Improving the Hardware Complexity by Exploiting the Reduced Dynamics-Based Fractional Order Systems

Fractional calculus is finding increased usage in the modeling and control of nonlinear systems with the enhanced robustness. However, from the implementation perspectives, the simultaneous modeling of the systems and the design of controllers with fractional-order operators can bring additional advantages. In this paper, a fractional order model of a nonlinear system along with its controller design and its implementation on a field programmable gate array (FPGA) is undertaken as a case study. Overall, three variants of the controllers are designed, including classical sliding mode controller, fractional controller for an integer model of the plant, and a fractional controller for a fractional model of the plant (FCFP).
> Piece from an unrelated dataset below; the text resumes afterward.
PR #14, opened 2022-02-11
Circuit gadgets: RO gadget based on poseidon + Smul

iontzialla:


porcuquine (commented):
I made a few notes, which may help (understanding that the goal is not an optimized implementation initially).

A high-level synthesis approach is used to map all the variants of the controllers on FPGA. The integro-differential fractional operators are realized with infinite impulse response filters architecturally implemented as cascaded second-order sections to withstand quantization effects introduced by fixed-point computations necessary for FPGA implementations. The experimental results demonstrate that the fractional order sliding mode controller-based on fractional order plant (FCFP) exhibits reduced dynamics in sense of fractional integration and differentials. It is further verified that the FCFP is as robust as the classical sliding mode with comparable performance and computational resources.